[Date Prev][Date Next][Thread Prev][Thread Next][Date Index][Thread Index]

Re: [HTCondor-users] Drained 0 machines





Il 17/07/20 21:27, Beyer, Christoph ha scritto:
Hi,

look for DEFRAG_REQUIREMENTS & DEFRAG_WHOLE_MACHINE_EXPR
I did.

The DEFRAG_REQUIREMENTS expression match ~ 400 nodes

DEFRAG_WHOLE_MACHINE_EXPR matches 4 nodes (2 of which not eligible for draining)

I increased DefragLog verbosity and now i see a reason:

[...]
07/17/20 21:22:14 Skipping slot1@xxxxxxxxxxxxxxxxxxxxxxxxxxxxxxxxx: because it is already running as a whole machine.
07/17/20 21:22:14 Skipping slot1@xxxxxxxxxxxxxxxxxxxxxxxxxxxxxxxxx: because it is already running as a whole machine.
[...]

And i think this is because i had
DEFRAG_WHOLE_MACHINE_EXPR = ((Cpus == TotalCpus) || (Cpus >= 8)) && (StartJobs =?= True)

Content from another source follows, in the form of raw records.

PR #607, opened 2021-11-17
Empty dandiset filter

dchiquito:
required by https://github.com/dandi/dandiarchive/pull/977

### DIFF
--- a/dandiapi/api/views/dandiset.py
+++ b/dandiapi/api/views/dandiset.py
@@ -5,7 +5,7 @@ from dandischema.models import Dandiset as PydanticDandiset
 from django.conf import settings
 from django.contrib.auth.models import User
 from django.core.exceptions import ObjectDoesNotExist
-from django.db.models import OuterRef, Q, Subquery
+from django.db.models import Count, OuterRef, Q, Subquery
 from django.db.utils import IntegrityError
 from django.http import Http404
 from django.shortcuts import get_object_or_404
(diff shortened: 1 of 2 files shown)


dandiapi/api/views/dandiset.py
```diff
@@ -82,9 +82,34 @@ def get_queryset(self):
...
+            show_empty = self.request.query_params.get('empty', 'false') == 'true'
+
+            if not show_draft:
+                # Only include dandisets that have more than one version, i.e. published dandisets.
+                queryset = queryset.annotate(version_count=Count('versions')).filter(
+                    version_count__gt=1
+                )
+            if not show_empty:
+                # Only include dandisets that have assets.
+                # It is enough to check the draft version, since any published version is required
```
mvandenburgh, line 102: Wouldn't this exclude a dandiset with a draft version that has no assets, but a published version that does?

In other words, if the user uploaded assets to a dandiset, published it, then deleted them from the draft version, that dandiset would be regarded as an "empty" dandiset here.

dchiquito: Good point

mvandenburgh (approved):
LGTM

yarikoptic:
commit "Add empty and draft filters to dandiset list" and PR title says "filter", which to me means that by default API should return all, and if filter applied -- then filter them out.  But I see dandi-cli release test failing with
```
______________________________ test_get_dandisets ______________________________

text_dandiset = {'client': <dandi.dandiapi.DandiAPIClient object at 0x7f5886e1bd00>, 'dandiset': <dandi.dandiapi.RemoteDandiset object at 0x7f5886db0160>, 'dandiset_id': '000006', 'dspath': PosixPath('/tmp/pytest-of-runner/pytest-0/text_dandiset1'), ...}

    def test_get_dandisets(text_dandiset):
        dandisets = list(text_dandiset["client"].get_dandisets())
>       assert (
            sum(1 for d in dandisets if d.identifier == text_dandiset["dandiset_id"]) == 1
        )
E       assert 0 == 1
E         +0
E         -1

/opt/hostedtoolcache/Python/3.8.12/x64/lib/python3.8/site-packages/dandi/tests/test_dandiapi.py:367: AssertionError
```

meaning that by default everything possible filter is applied and then optionally disabled (looking at the test confirms it).  I think that such approach might quickly shown to be problematic.  E.g. what if we decide to add another filter (e.g. hypothetical "published_this_year") -- we would filter everything else by default and require addition of options...

So I think logic should be reverted that no filters are applied by default!  Web UI can provide `empty=false` for its view

PR #608, opened 2021-11-18
Use odysseus in tests with names

dchiquito:
Previously we used `jane` as a generic name for user search tests. This
worked most of the time, but would break whenever the User factory
happened to generate a use with the name `Jane`.
Switch the generic name to `Odysseus`, which is presumably not in
Fakers name pool.

Take 2: explicitly order the users in the search endpoint.
Also clean up the SocialAccountFactory a bit to tie it more tightly to the base User object.


waxlamp (approved):

dchiquito:
Well the CI test is still failing, so I guess my diagnosis was wrong :(

mvandenburgh (approved):

PR #610, opened 2021-11-19
allowing for ordering by size

djarecka:
I'm trying to add sort by size, as requested in https://github.com/dandi/dandiarchive/issues/943

However, I'm having issues with getting the proper size of Dandisets. I can see that `Version` has `size` as a property, but I was not able to use `size` to query. I've decided to use `metadata__assetsSummary__numberOfBytes`, but this always returns 0, as it is set [here](https://github.com/dandi/dandi-api/blob/master/dandiapi/api/models/version.py#L223).

I've tried also to add `size` to `metadata` in `model.Version`, but I don't see any effect. Not sure how this should be done. 

Closes https://github.com/dandi/dandiarchive/issues/943.

**edit**
changes can be seen with https://github.com/dandi/dandiarchive/pull/992


djarecka:
@dchiquito @mvandenburgh - I will need some help with it. Thank you

dandiapi/api/views/dandiset.py
```diff
@@ -64,6 +64,14 @@ def filter_queryset(self, request, queryset, view):
                     modified_version=Subquery(latest_version.values('modified'))
                 )
                 return queryset.order_by(f'{ordering}_version')
+            elif ordering.endswith('size'):
+                latest_version = Version.objects.filter(dandiset=OuterRef('pk')).order_by(
+                    '-created'
+                )[:1]
+                queryset = queryset.annotate(
+                    size=Subquery(latest_version.values('metadata__assetsSummary__numberOfBytes'))
```
mvandenburgh, line 72: > However, I'm having issues with getting the proper size of Dandisets. I can see that Version has size as a property, but I was not able to use size to query. I've decided to use metadata__assetsSummary__numberOfBytes, but this always returns 0, as it is set here.

The `size` of a dandiset is equivalent to the sum of the sizes of the most recent `Version`'s `Asset`'s, which we can indeed query for instead of using the `assetsSummary` field.

The `size` property on `Version` is a convenience method when writing Python code, but it's not visible at the SQL level. Instead, you'll need to write a new query that will be similar to the one inside that property method. It won't be exactly the same, but I think you'll still want to use the [`Sum` queryset method](https://docs.djangoproject.com/en/3.2/ref/models/querysets/#django.db.models.Sum).

One important thing to note is that the `Version.size` property is operating on `Assets`, but here we're dealing with `Versions`. So, instead of `blob__size` you will need to use `assets__blob__size` (which should work because of Django's magic).

I'm happy to meet and go through together if this isn't clear and/or you think that would be beneficial.

dchiquito (approved):
We may see some poor performance here since postgres needs to add up all of the Asset sizes in the Version, and then do that for every Version so it can order the Versions correctly. This involves touching every AssetBlob that is currently part of any dandiset, which is a whole lot.

However, I just tried out the query in production and it was basically instantaneous, so I guess it'll work fine at our current data scale. Maybe it will degrade later if we have a few million more assets, maybe not.

djarecka:
should I just merge it?

mvandenburgh:
> should I just merge it?

Yes, whenever you're ready feel free to merge.

Issue #612, opened 2021-11-23
are staging "new user registration to review" addresses "correct"?


yarikoptic:
We were just pinged by @vikramvijayan that his account was not activated on staging server.  I see two pairs of emails for his registration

and all the skipped machines already have a 8-core job running.
I changed DEFRAG_WHOLE_MACHINE_EXPR to
((Cpus == TotalCpus) || (Cpus >= 16)) && (StartJobs =?= True)

and now i see more machines are put on draining.

Thanks,
Stefano

These knobs define the requirements which machines can be drained and what is considered a drained machine

for ex:

# machine should be partiionable and online
DEFRAG_REQUIREMENTS = PartitionableSlot && Offline=!=True
# drain down to a blob of 12 online cores
DEFRAG_WHOLE_MACHINE_EXPR = Cpus == 12 && Offline=!=True

Best
christoph